## Work to be completed
Each line from the one containing "Pin objects that are defined in Ruby." to the final line of the listing below must be transcribed exactly; all others are left out.

## Records for the task
# # #

PR #282, opened 2021-09-14
Pin objects that are defined in Ruby.

tenderlove:
`DEBUGGER__` and `FrameInfo` are defined in Ruby, so they are not
automatically pinned.  `rb_mDebugger` and `rb_cFrameInfo` are static
global variables that hold references to these objects.  If compaction
happens, these static references can go bad.  To fix this, we register
the two references as "mark objects" so that the GC will automatically
pin the references.

Fixes: #272

### DIFF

# # #

## Result
Pin objects that are defined in Ruby.

tenderlove:
`DEBUGGER__` and `FrameInfo` are defined in Ruby, so they are not
automatically pinned.  `rb_mDebugger` and `rb_cFrameInfo` are static
global variables that hold references to these objects.  If compaction
happens, these static references can go bad.  To fix this, we register
the two references as "mark objects" so that the GC will automatically
pin the references.

Fixes: #272

### DIFF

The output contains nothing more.